CaoE · web-flow · commit d9a2680d2f39 · 2022-06-16T16:51:21.000+08:00
* add _native_multi_head_attention to low precision cast policy of AutocastCPU

* fix fcode format
diff --git a/intel_extension_for_pytorch/csrc/autocast/autocast_mode.cpp b/intel_extension_for_pytorch/csrc/autocast/autocast_mode.cpp
@@ -126,6 +126,7 @@ struct CPU_WrapFunction_<
   }
 };
 
+#define TUPLE_TWO_TENSORS std::tuple<Tensor, Tensor>
 #define ADD_NS(RAW_OP) at::RAW_OP
 
 #define MAKE_REGISTER_FUNC(FUNC, NAME, SIG, CAST_POLICY)                   \
@@ -153,9 +154,29 @@ MAKE_REGISTER_FUNC(
         bool),
     user_defined_dtype)
 
+MAKE_REGISTER_FUNC(
+    ADD_NS(_native_multi_head_attention),
+    "_native_multi_head_attention",
+    TUPLE_TWO_TENSORS(
+        const Tensor&,
+        const Tensor&,
+        const Tensor&,
+        int64_t,
+        int64_t,
+        const Tensor&,
+        const Tensor&,
+        const Tensor&,
+        const Tensor&,
+        const c10::optional<Tensor>&,
+        bool,
+        bool),
+    user_defined_dtype)
+
 // fp32 cast policy a.k.a BlackList
 MAKE_REGISTER_FUNC(ADD_NS(mish), "mish", Tensor(const Tensor&), fp32)
 
+#undef TUPLE_TWO_TENSORS
+
 IPEX_TORCH_LIBRARY_IMPL(aten, AutocastCPU, m) {
   m.impl(
       TORCH_SELECTIVE_NAME("aten::_convolution"),
diff --git a/tests/cpu/autocast_test_lists.py b/tests/cpu/autocast_test_lists.py
@@ -80,6 +80,16 @@ def __init__(self, dev):
             ("addbmm", mat0_fp32 + (torch.randn((n, n, n), device=dev, dtype=torch.float32),
                                     torch.randn((n, n, n), device=dev, dtype=torch.float32))),
         ]
+        self.torch_bf16_multi_output = [
+            ("_native_multi_head_attention", (torch.randn((1, 1, 768), device=dev, dtype=torch.float32),
+                                              torch.randn((1, 1, 768), device=dev, dtype=torch.float32),
+                                              torch.randn((1, 1, 768), device=dev, dtype=torch.float32),
+                                              768, 12, torch.randn((2304, 768), device=dev, dtype=torch.float32),
+                                              torch.randn((2304), device=dev, dtype=torch.float32),
+                                              torch.randn((768, 768), device=dev, dtype=torch.float32),
+                                              torch.randn((768), device=dev, dtype=torch.float32),
+                                              None, False, True)),
+        ]
         self.torch_fp32 = [
             ("conv_transpose1d", conv_args_bf16[0]),
             ("conv_transpose2d", conv_args_bf16[1]),
diff --git a/tests/cpu/test_autocast.py b/tests/cpu/test_autocast.py
@@ -659,6 +659,11 @@ def test_autocast_blacklist_non_float_output(self):
         for op, args in self.autocast_lists.blacklist_non_float_output_pass_test:
             self._run_autocast_pass_test(op, args, torch.float32)
 
+    def test_autocast_torch_bf16_multi_output(self):
+        for op_with_args in self.autocast_lists.torch_bf16_multi_output:
+            op, args, maybe_kwargs = self.args_maybe_kwargs(op_with_args)

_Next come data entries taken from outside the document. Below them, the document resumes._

PR #347, opened 2024-05-20
Patterns: change label to singular and increase preview size

matyax:
After https://github.com/grafana/explore-logs/pull/343 we no longer allow multiple pattern filters. For that, in this PR:
- Added `lg` and `sm` sizes to `PatternTag`
- Use `lg` "Pattern" when filtering by a single pattern
  Pattern
- Use `lg` "Excluded pattern" when excluding a single pattern
  Excluded pattern
- Use `sm` "Excluded patterns" when excluding multiple patterns
  Excluded patterns
- Define the `lg` pattern tag preview size based on the screen size. The chosen value seems to nicely behave under different viewport sizes:

https://github.com/grafana/explore-logs/assets/1069378/82d9e59c-f028-4bdd-b444-df007146436b

### DIFF
--- a/package.json
+++ b/package.json
@@ -32,6 +32,7 @@
     "@swc/jest": "^0.2.26",
     "@testing-library/jest-dom": "6.1.4",
     "@testing-library/react": "14.0.0",
+    "@testing-library/user-event": "^14.5.2",
     "@types/jest": "^29.5.0",
     "@types/lodash": "^4.14.194",
     "@types/node": "^20.8.7",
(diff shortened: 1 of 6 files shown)


matyax:
Iterated a bit on this PR to better fit the current implementation of pattern filtering.

gtk-grafana (approved):
Looks good and works well locally. The changes in https://github.com/grafana/explore-logs/pull/342 might conflict with the e2e tests, but it should be quick fixes. Lemme know if you run into any trouble

PR #348, opened 2024-05-22
fix(LineFilter): keep track of search length and attributes but not contents

matyax:
I was looking at usage tracking, and realized we were storing the contents of the line filter searches. We don't even store original queries, which are [obfuscated](https://github.com/grafana/grafana/blob/main/public/app/plugins/datasource/loki/tracking.ts#L185). Ammending that in this PR.


gtk-grafana (approved):
Good catch!

PR #369, opened 2024-05-31
feat(move-log-volume): moves log volume panel inside logs tab

svennergr:
Moves the log volume panel inside the logs tab.

https://github.com/grafana/explore-logs/assets/8092184/eac90eeb-5582-465a-8838-b708415d34f9


matyax (approved):
Nice change 👍

PR #377, opened 2024-06-03
fix(patterns): fix bug introduced by using viewport units in styles

gtk-grafana:
Fixes: https://github.com/grafana/explore-logs/issues/373

Small viewports will scroll horizontally instead of pushing out the container width.

To reproduce on main: Find a really long pattern without any spaces to break, or go into the inspector and change the content of a pattern string within the table to something really long without any spaces.

### DIFF
--- a/src/Components/ServiceScene/Breakdowns/PatternsViewTableScene.tsx
+++ b/src/Components/ServiceScene/Breakdowns/PatternsViewTableScene.tsx
@@ -39,6 +39,7 @@ export class PatternsViewTableScene extends SceneObjectBase<SingleViewTableScene
     });
   }
 
+  // The component PatternTableViewSceneComponent contains hooks, eslint will complain if hooks are used within typescript class, so we work around this by defining the render method as a separate function
   public static Component = PatternTableViewSceneComponent;
 
   /**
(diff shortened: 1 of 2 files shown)


src/Components/ServiceScene/Breakdowns/PatternsViewTableScene.tsx
```diff
@@ -40,35 +41,17 @@ export class PatternsViewTableScene extends SceneObjectBase<SingleViewTableScene
...
-    const columns = model.buildColumns(total, appliedPatterns);
-
-    return (
-      <div data-testid={testIds.patterns.tableWrapper} className={renderStyles}>
-        <InteractiveTable columns={columns} data={tableData} getRowId={(r: WithCustomCellData) => r.pattern} />
-      </div>
-    );
-  }
+  // The component PatternTableViewSceneComponent contains hooks, eslint will complain if hooks are used within typescript class, so we work around this by defining the render method as a separate function
+  public static Component = PatternTableViewSceneComponent;
```
matyax, line 45: <3

matyax (approved):
Tested it and looks good.

PR #378, opened 2024-06-03
Revert "fix: skip all e2e tests"

gtk-grafana:
Reverts grafana/explore-logs#376

Turn e2e tests back on, removes hardcoded strings that were changing since the datagenerator used in CI is returning different patterns then the generator ran locally.


matyax (approved):
👌 👌

PR #381, opened 2024-06-03
fix: use content irrelative unit to get more consistent calculations

gtk-grafana:
Fixes: https://github.com/grafana/explore-logs/issues/380

Note for reviewers: As far as I can tell this doesn't change the layout in chrome/ff, but it fixes the bug where it looks like safari is calculating a different 70% then the other browsers

image


svennergr (approved):
nice!

PR #383, opened 2024-06-03
chore(patterns): update percent column to include total count

gtk-grafana:
Fixes: https://github.com/grafana/explore-logs/issues/382

image


svennergr (approved):
should we align the text to the right? i think it makes it a bit easier to read. after that, lgtm

gtk-grafana:
@svennergr good catch, fixed 
image
I also enabled numeric sort on that column while I was in there.
image

PR #392, opened 2024-06-04
Chore: Refactor patterns breakdown

gtk-grafana:
Having a new container gets rid of the need for useMeasure hook, which reduces the number of re-rendering we're doing in scenes. Also this tees up further work in the patterns view like text search.,

Shouldn't be much change in functionality, although now the column headers are sticky when scrolling through the patterns, and the header has been removed from the main pattern timeseries up top.

Double vertical scrollbar is still possible, for devices with small screen heights, and when many filters are applied pushing down the top of the page. Perhaps in https://github.com/grafana/explore-logs/issues/396 we should address this via measuring the height of the sticky header, or by adding the ability for the user to manually resize how much of the viewport height is dedicated to each section.

### DIFF
--- a/src/Components/ServiceScene/Breakdowns/PatternsBreakdownScene.tsx
+++ b/src/Components/ServiceScene/Breakdowns/PatternsBreakdownScene.tsx
@@ -1,33 +1,25 @@
 import { css } from '@emotion/css';
 import React from 'react';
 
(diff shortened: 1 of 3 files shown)


gtk-grafana:
Need to review with @zizzpudding about any style/design changes, but this should make it a bit easier adding more complex functionality to the patterns

matyax (approved):
Tried it locally and looks great!

PR #409, opened 2024-06-05
feat(LabelBreakdownScene): display an error message when the request fails

matyax:
Closes https://github.com/grafana/explore-logs/issues/402

Message:

imagen

Open for suggestions for the error message. The important part is that:
- It should let the user know what happened.
- It should offer at least one workaround.

### DIFF
--- a/src/Components/ServiceScene/Breakdowns/LabelBreakdownScene.tsx
+++ b/src/Components/ServiceScene/Breakdowns/LabelBreakdownScene.tsx
@@ -20,9 +20,9 @@ import {
   SceneVariableSet,
   VariableDependencyConfig,
 } from '@grafana/scenes';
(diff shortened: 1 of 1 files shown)


matryer:
nice @matyax - this is an improvement. I will open a separate issue to discuss auto-retries.

matryer (approved):
LGTM

svennergr:
Just a nit, but do we have a way to make the `Alert` less alerty and more warningy? What I mean is less red, more orange/informative?

matyax:
Good idea. Made it a warning instead of error.

matyax:
Good idea. Made it a warning instead of error. We should keep this type in mind to be consistent.

svennergr (approved):

PR #410, opened 2024-06-05
Service Search: Use search input to query volume API

svennergr:
Added a quick feature to use the input in "Search services" to be used in the Volume API request. This enables users to search for their exact service name.

https://github.com/grafana/explore-logs/assets/8092184/3f6d6e86-9852-43ef-b2c1-a82ebe3d6fba


cyriltovena (approved):
LGTM

PR #411, opened 2024-06-06
fix(service-selection): only show favorite services if there is data

svennergr:
"Favorite" or rather previous selected services will be shown at the top of the service selection. This PR fixes a behavior where favorite services are shown even if they are not included in the response of the /volume API:

image


matyax (approved):
Great catch!

PR #165, opened 2021-04-01
Update CircleCI and serverless config to deploy to Mosaic-Production

chubberlisk:

We want to move the service API to the Mosaic-Production AWS account as that is more restrictive than the Production-APIs account that it currently lives in.

To do this first though, we want to deploy the service API into both ProductionAPIs and Mosaic-Production at the same time and then when everything set up correctly and test, we can change where frontend points to and "switch off" the service API in ProductionAPIs.

This PR updates the CircleCI and serverless config to deploy to Mosaic-Production as a separate workflow.

What this means is when `development` is merged into `master`, CircleCI will deploy the service API in Mosaic-Production in parallel with deploying to ProductionAPIs.

### *Follow-up actions after merging PR*

We'll need to merge `development` into `master` (but need to check in with team about this - if not can create the S3 bucket needed in the meantime) and then make sure things have been configured correctly.

## Link to JIRA ticket

https://hackney.atlassian.net/browse/SCS-608

### DIFF
--- a/.circleci/config.yml
+++ b/.circleci/config.yml
@@ -38,6 +38,21 @@ commands:
           root: *workspace_root
           paths:
             - .aws
+  assume-role-and-persist-workspace-mosaic-production:
+    description: "Assumes deployment role and persists credentials across jobs"
+    parameters:
+      aws-account:
+        type: string
+    steps:
+      - checkout
+      - aws_assume_role/assume_role:
+          account: <<parameters.aws-account>>
+          profile_name: default
+          role: "circleci-assume-role"
+      - persist_to_workspace:
+          root: *workspace_root
+          paths:
+            - .aws
   terraform-init-then-apply:
     description: "Initializes and applies terraform configuration"
     parameters:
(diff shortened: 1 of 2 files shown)


.circleci/config.yml
```diff
@@ -38,6 +38,21 @@ commands:
           root: *workspace_root
           paths:
             - .aws
+  assume-role-and-persist-workspace-mosaic-production:
+    description: "Assumes deployment role and persists credentials across jobs"
```
Renny4Real, line 42: I think this uses the same description as the other `assume-role-and-persist-workspace` command. Wondering if it's worth mentioning which jobs these credentials would be persisted across 🤔

Renny4Real (approved):
Looks good

.circleci/config.yml
chubberlisk: Ah yeah, I like that idea. I'll update to `Assumes deployment role and persists credentials across jobs for Mosaic-Production`.

chubberlisk: Updated in https://github.com/LBHackney-IT/social-care-case-viewer-api/pull/165/commits/189a02d8dda8cb793ed64de994649484bc18a48c.

Renny4Real (approved):
🙌🏾

PR #167, opened 2021-04-07
Bring Database in line with front end requirements

LBHBReynolds-Carr:
- Added missing columns to DB Schema
- Added missing properties to Infrastructure and Request
- Changed property names to match with FE expectations
- Renamed all instances of CreateWarningNote to PostWarningNote


LBHTKarki (approved):
We can remove those unnecessary property tests later so you can leave everything as is for now

PR #168, opened 2021-04-07
Fix include team data and worker allocations

JohnFarrellDev:

/workers endpoint returns inconsistent data:
search by email gets back allocationCount, search by team_id I get back 1 (that is the correct value)
teams is always null even if I am worker is part of a team

Include allocations and worker team details when getting worker by email

Set team information to be included with response

#### _Checklist_

Staging check


sirLisko (approved):
The code looks good, didn't test it thought 👍

PR #173, opened 2021-04-09
Fixaroo serverless config for Mosaic-Production

chubberlisk:

After deploying to Mosaic-Production, it was noticed that the environment variables for the Lambda were not decrypted which meant that the values weren't as we expected and it had the security group for the platform API RDS instance...

This PR updates the serverless config to decrypt the SSM parameters needed and adds the correct security group IDs for Mosaic-Production.

Continue to fix and check. 🕵️‍♀️ 

## Link to JIRA ticket

### DIFF
--- a/serverless.yml
+++ b/serverless.yml
@@ -24,12 +24,12 @@ functions:
     role: lambdaExecutionRole
     timeout: 30
     environment:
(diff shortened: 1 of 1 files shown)


Renny4Real (approved):
🎉

neilkidd (approved):

PR #174, opened 2021-04-12
Fix incorrect subnets for Mosaic-Production in serverless config

chubberlisk:

When testing the endpoint for getting a case note (i.e. testing the connection between the platform API and the service API), the service API in Mosaic-Production times out.

Looking at the VPC config for the service API and platform API, I noticed that the subnets for both were different. After making the subnets that the service API are in the same as the platform API and testing the endpoint all was good! ✅  

This PR updates the subnets for the service API to be the same as the platform API which are in the private subnets in Mosaic-Production.

Update the platform API's serverless config as this is defined incorrectly and not the same as what it is in AWS.

## Link to JIRA ticket

### DIFF
--- a/serverless.yml
+++ b/serverless.yml
@@ -157,8 +157,8 @@ custom:
         - sg-0d8739383f0960389
         - sg-0d92164e9f5d53800
       subnetIds:
-        - subnet-0665104ee973a21be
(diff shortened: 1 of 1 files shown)


Renny4Real (approved):
👍🏾

PR #177, opened 2021-04-14
Refactor social care platform api gateway tests

JohnFarrellDev:
## Link to JIRA ticket

No associated jira ticket, just saw an option to refactor after previous work for historic visits that had me write tests for social care gateway api.

Tests were a bit messy/hard to read with many repeated code, entities created in helper functions now and mock the http client in a helper function.

#### _Checklist_

Potentially use as a good example of how to refactor.

Saw potential for refactor in previous visit ticket but didn't want to implement code outside the scope of the ticket as it would create a large PR.
Instead of waiting for a "grand refactor" one day in the future decided to tidy up after the previous visit PR was made.


SocialCareCaseViewerApi.Tests/V1/Gateways/SocialCarePlatformAPIGatewayTests.cs
```diff
@@ -16,288 +21,130 @@ namespace SocialCareCaseViewerApi.Tests.V1.Gateways
...
-            _httpClient = new HttpClient(mockHttpMessageHandler.Object)
-            {
-                BaseAddress = _mockBaseUri
-            };
-
-            _socialCarePlatformAPIGateway = new SocialCarePlatformAPIGateway(_httpClient);
+            var caseNote1 = TestHelper.CreateCaseNote();
+            var caseNote2 = TestHelper.CreateCaseNote();
+            var caseNotes = new ListCaseNotesResponse { CaseNotes = new List<CaseNote> { caseNote1, caseNote2 } };
+            var httpClient = CreateHttpClient(caseNotes);
```
LBHTKarki, line 33: Saw this set up in the other PR 👍

SocialCareCaseViewerApi.Tests/V1/Gateways/SocialCarePlatformAPIGatewayTests.cs
```diff
@@ -307,30 +154,22 @@ public void GivenHttpClientReturnsBadRequestResponseThenGatewayThrowsSocialCareP
...
+            return _httpClient;
         }
 
-
-        [Test]
-        [TestCase(HttpStatusCode.InternalServerError)]
-        [TestCase(HttpStatusCode.BadRequest)]
-        [TestCase(HttpStatusCode.NotFound)]
-        public void GivenHttpClientReturnsNon200ResponseThenGatewayThrowsSocialCarePlatformApiExceptionWithStatusCode(HttpStatusCode code)
+        private HttpClient CreateHttpClient<T>(T content)
```
LBHTKarki, line 170: 👍

SocialCareCaseViewerApi/V1/Domain/Visit.cs
```diff
@@ -1,14 +1,37 @@
...
 {
     public class Visit
     {
-        public string Id { get; set; }
-        public DateTime CreatedOn { get; set; }
-        public string CreatedByEmail { get; set; }
-        public string MosaicId { get; set; }
-        public string Title { get; set; }
-        public string Content { get; set; }
+        public long VisitId { get; set; }
```
LBHTKarki, line 7: I take it this has been validated with FE devs so it has all the properties they need?

SocialCareCaseViewerApi/V1/Factories/ResponseFactory.cs
```diff
@@ -80,24 +80,16 @@ public static List<BsonDocument> HistoricalCaseNotesToDomain(List<CaseNote> case
...
-            }
-
-            return historicalVisits;
+            return visits.Select(visit => new BsonDocument(new List<BsonElement>
+                {
+                    new BsonElement("_id", visit.VisitId),
+                    new BsonElement("worker_email", visit.CreatedByEmail),
+                    new BsonElement("form_name_overall", "Historical_Visit"),
+                    new BsonElement("form_name", "Historical Visit"),
+                    new BsonElement("timestamp", visit.ActualDateTime ?? visit.PlannedDateTime),
```
LBHTKarki, line 89: Dates have been a bit of a headache because we are importing data as well and that can have different formats. They mainly use "dd/MM/yyyy H:mm:ss" format, so just need to check that search filters etc. still work OK. We have a ticket for normalising data across the board.

SocialCareCaseViewerApi.Tests/V1/Domain/VisitTests.cs
```diff
@@ -1,54 +0,0 @@
-using System;
-using NUnit.Framework;
-using SocialCareCaseViewerApi.V1.Domain;
-
-namespace SocialCareCaseViewerApi.Tests.V1.Domain
-{
-    public class VisitTests
```
LBHTKarki, line 7: Should we stop writing these sort of tests altogether? As long as there is proper test coverage these are probably pointless. We have discussed checking for properties and their types in objects, but that might not provide any additional value.

SocialCareCaseViewerApi/V1/Domain/Visit.cs
JohnFarrellDev: I've shown Luca the data being returned. 

For the /cases endpoint I will still get the Visit class to transform into what the FE needs (for when showing a list of records). 

For getting a specific Visit the frontend should want all the Visit information so plan is to return it all in the format from the new Visit class. I will confirm.

SocialCareCaseViewerApi.Tests/V1/Domain/VisitTests.cs
JohnFarrellDev: I don't believe there to be any value in these tests.

I don't think there is any value in testing for the properties either.

SocialCareCaseViewerApi/V1/Factories/ResponseFactory.cs
JohnFarrellDev: The datetime coming from platform API is in the iso-8601 format as a string which is what we tend to aim for.

PR #180, opened 2021-04-15
Add component diagram

chubberlisk:

We're looking to improve documentation and visuals of the different systems that make up the Social Care system. [Social Care System Architecture](https://github.com/LBHackney-IT/social-care-architecture/tree/main) provides the high-level view and for lower level diagrams, these will live within the individual repos but linking back to the architecture repo.

This PR adds a component diagram for the service API. It's been created by using PlantUML

### Still to do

+            self._run_autocast_pass_test(op, args, torch.bfloat16, add_kwargs=maybe_kwargs)
+
     def test_autocast_torch_fp32_multi_output(self):
         for op_with_args in self.autocast_lists.torch_fp32_multi_output:
             op, args, maybe_kwargs = self.args_maybe_kwargs(op_with_args)